La olla podrida tenía fama de plato “poderoso”: por su densidad, por la cantidad de ingredientes y porque reunía en una sola preparación todo lo necesario para sostener el cuerpo durante el invierno. En España, su historia se remonta a la Edad Media y al Siglo de Oro, cuando era considerada una de las grandes expresiones de los cocidos. En América, cada región la reinterpretó con sus propios productos: carnes locales, legumbres, hortalizas, zapallos, aves, charqui o lo que hubiera disponible en la despensa.
En el contexto de 1816, una olla grande al fuego era mucho más que una comida: era una forma de reunir gente. En patios, cocinas de barro o casas principales, estos guisos permitían alimentar a muchos comensales con una sola cocción. Por eso, la olla podrida encaja perfectamente con el clima de celebración, espera y sociabilidad que rodeó a los días posteriores a la declaración. Era comida de invierno, de encuentro y de abundancia posible en una época marcada por la incertidumbre.
Cómo se festejó la independencia argentina en 1816
La independencia no se celebró exactamente como muchos imaginan. La sesión del 9 de julio de 1816 fue extensa y solemne; los festejos principales se realizaron al día siguiente, el 10 de julio, con misa, música, salvas, reunión popular y baile. Los diputados y autoridades asistieron al templo de San Francisco, mientras el pueblo se concentraba en la plaza y en los alrededores de la Casa de Tucumán.

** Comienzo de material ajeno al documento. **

PR #7183, opened 2025-09-16
SpiceExtensionPlanner/BytesProcessedNode to account for latent projection pushdown

mach-kernel:
## 📝 Summary

When using the RRF UDTF with some federated sources, it's possible to get a schema mismatch error on query:

```
sql> SELECT id, description, fused_score
FROM rrf(
        text_search(sources_data, 'drones'),
        vector_search(sources_data, 'drones')
     )
ORDER BY fused_score DESC
LIMIT 5;
Internal Error: Unexpected internal error. Use '.error' for details.
sql> .error
Client specified an invalid argument. Extension planner for BytesProcessedNode created an ExecutionPlan with mismatched schema. LogicalPlan schema: DFSchema { inner: Schema { fields...
```

This adds a check in `SpiceExtensionPlanner` to detect these situations and optionally pass through the logical plan schema (with the correct projection) to `BytesProcessedExec`.


crates/runtime/src/datafusion/extension/mod.rs
```diff
@@ -79,15 +79,29 @@ impl ExtensionPlanner for SpiceExtensionPlanner {
     ) -> Result<Option<Arc<dyn ExecutionPlan>>> {
         // bytes_processed Extension
         let bytes_processed_node = node.as_any().downcast_ref::<BytesProcessedNode>();
-        if bytes_processed_node.is_some() {
+
+        if let Some(bytes_processed_node) = bytes_processed_node {
```
mach-kernel, line 83: I tried to make a test that pushes the query via `ctx.sql` but I cannot reproduce the problem by just mocking the scenario with `MemTable`. I'll keep trying for a bit.

phillipleblanc (approved):

Issue #7035, opened 2025-09-04
Time skew causes cache results metrics to subtract with overflow


peasee:
## Describe the bug

_A clear and concise description of what the bug is._

```console
thread 'tokio-runtime-worker' panicked at crates/cache/src/lru_cache.rs:175:12:
attempt to subtract with overflow
note: run with `RUST_BACKTRACE=1` environment variable to display a backtrace
```

E.g:

```rust
let now_seconds = current_time_secs();
        if now_seconds - self.metrics_last_reported_time.load(Ordering::Relaxed) >= 5
```

If `now_seconds` has skewed behind `metrics_last_reported_time`, a subtract with overflow will occur.

## To Reproduce

_Steps to reproduce the behavior:_

2. Click on '...'
3. Scroll down to '...'

## Expected behavior

_A clear and concise description of what you expected to happen._

### Spicepod

_Add the relevant `spicepod.yml` section._

### Output of `describe table`

_Add any relevant `describe table` output here._

### Output of `explain query`

_Add any relevant `explain query` output here._

E.g. `explain select 1`

```bash
+---------------+--------------------------------------+
| plan_type     | plan                                 |
+---------------+--------------------------------------+
| logical_plan  | Projection: Int64(1)                 |
|               |   EmptyRelation                      |
| physical_plan | ProjectionExec: expr=[1 as Int64(1)] |
|               |   PlaceholderRowExec                 |
|               |                                      |
+---------------+--------------------------------------+
```

### spice, spiced, OS info

- spice version: `spice version`
- spiced version: `spiced --version`
- OS info: `uname -a`

**Have you tried this on the latest `trunk` branch?**

- [ ] Yes
- [ ] No

**If possible, run `spiced` with DEBUG log level**
By setting the environment variable `SPICED_LOG="task_history=DEBUG,spiced=DEBUG,runtime=DEBUG,secrets=DEBUG,data_components=DEBUG,cache=DEBUG,extensions=DEBUG,spice_cloud=DEBUG"`

PR #7190, opened 2025-09-16
Prevent time skew in `LruCache` by using `Instant`

krinart:
## 📝 Summary

Previously we were using `SystemTime` which may result in time skew. To avoid this we are now using `Instant` which is monotonically increasing.

## 🔗 Related

https://github.com/spiceai/spiceai/issues/7035


crates/cache/src/lru_cache.rs
```diff
@@ -160,24 +164,24 @@ impl<
     async fn put_raw_key(&self, key: &u64, value: V) {
         self.cache.insert(*key, value).await;
 
-        let now_seconds = current_time_secs();
-        if now_seconds - self.metrics_last_reported_time.load(Ordering::Relaxed) >= 5 {
-            self.metrics_last_reported_time
-                .store(now_seconds, Ordering::Relaxed);
+        let now = Instant::now();
+        let mut last_report = self.metrics_last_reported_time.lock().await;
```
peasee, line 198: we should benchmark this. the lock might introduce a larger performance impact than an atomic number. e.g. how would this compare to just correctly doing:

```rust
if let Some(delta_seconds) = now_seconds.checked_sub(self.metrics_last_reported_time.load(Ordering::Relaxed)) {}
```

krinart: Good point! Also I feel like there's an issue with the current implemention: shouldn't we use `compare_exchange` ito guarantee exclusive update? 

Should I run benchmarks against current implementation, or with `compare_exchange`?

peasee: Sure, let's compare all 3. If `compare_exchange` and the existing implementation are within margins of error, we could just use `compare_exchange`. If the `Mutex` is also within margin of error, we could probably just stick with it as `Instant` is better than `SystemTime`.

Let's also use the default 1 second TTL, so that we're exercising the cache-put path for this change.

krinart: Benchmarking results:

Screenshot 2025-09-17 at 12 39 53 PM

Screenshot 2025-09-17 at 12 34 29 PM


Source code: https://gist.github.com/krinart/d0773c0e6266eccc72982156ae131c57

Command:
```bash
oha -c 8 -n 1000000 -m POST http://127.0.0.1:7777/atomic_store
oha -c 8 -n 1000000 -m POST http://127.0.0.1:7777/atomic_cas
oha -c 8 -n 1000000 -m POST http://127.0.0.1:7777/async_mutex
```


Oberall it seems like there is no significant difference in performance between the two approaches: in case of 1 and 2 threads instant+mutext was slightly worse, in case of 4 and 8 threads it was the other way around.

However, from a correctness perspective, I think instant + mutex is preferable: `Instant` is designed to provide monotonically increasing time, which avoids potential issues with system clock drift or non-monotonic time sources.

peasee: I agree let's stick with instant and mutex, thanks for doing these benchmarks

peasee (dismissed):

krinart:
Hey @peasee - I made minor chage, now `metrics_last_reported_time` is `Mutex<Option<Instant>>` and is initialized as `Mutex::new(None)`.

The alternative was to return `Option` from `LruCache::new` which I kinda hate (because we would need to do `Instant.sub(Duration)` which may or may not succeed).

Please take a look when you have a chance. Thank you!

phillipleblanc (dismissed):

krinart:
More benchmarking with the fourth option: channel+worker. I also extended code to have:
* A proper `moka` cache with 20 keys that are updated randomly
* `opentelemetry` metrics
* Add fourth option with channel+worker

Code: https://gist.github.com/krinart/c98ee7e824adc350fcf3efcf2affc9b4

# 
**Notes:** Threads on the chart represent number of threads in the runtime

### Running 8 oha threads:

Screenshot 2025-09-18 at 2 27 54 PM

Screenshot 2025-09-18 at 2 27 25 PM

### Running 128 oha threads:

Screenshot 2025-09-18 at 2 27 54 PM

Screenshot 2025-09-18 at 2 27 25 PM

### Previous charts combined together:

Screenshot 2025-09-18 at 2 31 43 PM

Screenshot 2025-09-18 at 2 31 56 PM

# Learnings:
1. When using 8 oha threads, the difference between 4 approaches is insignificant.
2. With 128 oha threads, mutex-based approach consistently shows 50% throughput of other 3 approaches - which disqualifies this approach

The atomic+store approach should be disqualified since it does not guarantee exclusive updates which may result in duplicate updates.

Which leaves 2 options:

|                 | Pros | Cons |
|----------|----------|----------|
| atomic+cas    | Simplicity   | * Time drift mitigated by using  `saturating_sub`  <br> * Not using the `Instant` which is designed specifically for cases like this |
| channel+worked    | Not having time drift issues   | Extra code to deal with channel/worker   |

krinart:
@peasee @phillipleblanc Can I ask you to take a look at the benchmarks?

Recommendation from @lukekim was to use atomic+cas for now. And maybe in the future use channel+worker approach, potentially having a single worker for all telemetry metrics.

Issue #6180, opened 2025-06-10
Enhancement: Results caching for embeddings


peasee:
## Goal-State/What/Result

Embeddings requests against the same embedding model with the same content are cached.

## Why/Purpose

To improve the performance of embeddings, reducing costs by limiting embedding requests for the same content.

## By When

**Issue/Spec written and reviewed:** 16th Sep, 2025
**Done-Done:** 18th Sep, 2025

## Done-Done

- [x] [Principles Driven](https://github.com/spiceai/spiceai/blob/trunk/docs/PRINCIPLES.md)
- [x] The Algorithm
- [x] PM/Design Review
- [x] DX/UX Review
- [x] Release Notes / PRFAQ
- [x] Threat Model / Security Review
- [x] Tests
- [x] Telemetry / Metrics / Task History
- [x] Performance / Benchmarks
- [x] Documentation
- [x] Cookbook Recipes/Tutorials

## The Algorithm

- [x] Every requirement questioned?
- [x] Delete (Scope) any part you can.
- [x] Simplify.
- [x] Break down into smaller iterations/milestones.
- [x] Opportunities for automation.

## Specification

A `embeddings` section under `caching` is created:

```yaml
runtime:
  caching:
    embeddings:
      enabled: true
      max_size: 128mb
      item_ttl: 5s
      eviction_policy: lru
      hashing_algorithm: siphash
```

### Security Review

* Users should consider whether their embedded content is sensitive, and whether this data should be cached in memory. For these use-cases, users should disable the results cache.
* Malicious users could perform cache denial-of-service attacks, where they request excessive search terms or content which causes cache evictions of legitimate-use cache entries.
  * Users should ensure they use API keys to limit access to authorized users, preventing such requests from malicious users.

## How/Implementation Plan

* Embeddings cache is added to the `Caching` struct
* Embedding models take a reference to the `Caching` struct and return results from the cache if they exist
* Embedding models store results in the cache on completion. Records are stored per-item, so batched requests will create multiple cache entries (one for each item in the batch).

## QA Plan

* [x] Integration tests are added to test the efficiency of embeddings caching

## Release Notes

* **Caching Support for Embedding Requests:** The Runtime now supports caching embedding requests, improving the performance and reducing cost of embedding content and search requests.

Example `spicepod.yml`:

```yaml
runtime:
  caching:
    embeddings:
      enabled: true
      max_size: 128mb
      item_ttl: 5s
```

[...]

PR #7194, opened 2025-09-17
feat: Add initial embeddings cache

### LINKED ISSUE #6109: Caching metrics for search & embeddings
The SQL results cache has the following existing metrics:

* `results_cache_max_size_bytes`
* `results_cache_requests`
* `results_cache_hits`
* `results_cache_items_count`
* `results_cache_size_bytes`

Caching for search and embeddings should following a similar pattern to emit the same metrics:

**Search:**

* `search_results_cache_max_size_bytes`
* `search_results_cache_requests`
* `search_results_cache_hits`
* `search_results_cache_items_count`
* `search_results_cache_size_bytes`

**Embeddings:**

* `embeddings_cache_max_size_bytes`
* `embeddings_cache_requests`
* `embeddings_cache_hits`
* `embeddings_cache_items_count`
* `embeddings_cache_size_bytes`

In a future version (v2.0), the results cache metrics should be updated to include the relevant prefix for `sql_` to become `sql_results_cache_max_size_bytes`. This aligns with the caching parameter naming for `sql_results` vs `search_results`.

peasee:
## 📝 Summary

* Adds an embeddings cache provider, and cache wrapper for `CreateEmbeddingResponse` or raw vectors
* Adds a `CacheConfig` for `runtime.caching.embeddings`
* Adds metrics for `CachedEmbeddingResult`
* Integrates caching into the `Embed` trait, and updates `OpenaiEmbed` to use it
  * Caching is implemented within each specific implementation, so caching can cache items that are batched/chunked/split. As from the spec:
  > Records are stored per-item, so batched requests will create multiple cache entries (one for each item in the batch).
* Implements `Display` for `CacheProvider`, so other cache providers can print their max size and TTL similar to SQL results cache

## 🔗 Related

* Part of #6180
* Closes #6109


crates/cache/src/lib.rs
```diff
@@ -77,24 +79,34 @@ pub trait Sizeable {
...
+            .sum()
+    }
+}
+
 pub trait HashProvider {
     fn hasher(&self) -> Box<dyn Hasher>;
 }
 
 /// Trait for types that can be converted to a set of table references.
 pub trait AsTableRefs {
```
phillipleblanc: Should we just not implement this for the new embedding cache? Seems weird to make this change.

crates/cache/src/lru_cache.rs
```diff
@@ -44,6 +45,22 @@ pub struct LruCache<
     hasher: T,
     max_size: u64,
     metrics_last_reported_time: AtomicU64,
+    ttl: Duration,
+}
+
+impl<
+    V: Sizeable + AsTableRefs + CacheMetrics + Clone + Send + Sync + 'static,
```
phillipleblanc: This doesn't strictly require `AsTableRefs` right?

phillipleblanc (approved):

Issue #6746, opened 2025-08-13
Enhancement: Search Query Partitioning


lukekim:
## Goal-State/What/Result

Queries through `vector_search` and `text_search` can be partitioned/sharded across multiple nodes.

## By When

**Issue/Spec written and reviewed:** 
**Done-Done:** 

## Done-Done

- [ ] [Principles Driven](https://github.com/spiceai/spiceai/blob/trunk/docs/PRINCIPLES.md)
- [ ] The Algorithm
- [ ] PM/Design Review
- [ ] DX/UX Review
- [ ] Release Notes / PRFAQ
- [ ] Threat Model / Security Review
- [ ] Tests
- [ ] Telemetry / Metrics / Task History
- [ ] Performance / Benchmarks
- [ ] Documentation
- [ ] Cookbook Recipes/Tutorials

## The Algorithm

- [ ] Every requirement questioned?
- [ ] Delete (Scope) any part you can.
- [ ] Simplify.
- [ ] Break down into smaller iterations/milestones.
- [ ] Opportunities for automation.

## Specification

Por la noche, la ciudad vivió un clima de fiesta. Hubo bailes, flores, guirnaldas, música y encuentros entre autoridades, oficiales y vecinos. Algunas crónicas posteriores describen una Tucumán iluminada por la emoción política y social de haber dado un paso decisivo: declarar la independencia de España y afirmar un destino propio.
El 21 de julio también se realizó una celebración popular, más abierta y masiva, en la que el pueblo tuvo mayor protagonismo. Esto muestra que la independencia no fue solo un acto jurídico dentro de una sala: también fue una experiencia colectiva que se expresó en calles, iglesias, bailes, canciones y comidas compartidas.
Así, la mesa del 9 de julio de 1816 resume una parte esencial de la historia argentina. No hubo un único plato patrio, sino una combinación de sabores indígenas, españoles, criollos y regionales. La olla podrida, el locro, las empanadas, el charqui, la mazamorra y la carbonada cuentan otra versión de la independencia: la de una patria que también nació alrededor del fuego, entre ollas humeantes, pan casero y el grito inolvidable de “¡Viva la Patria!”.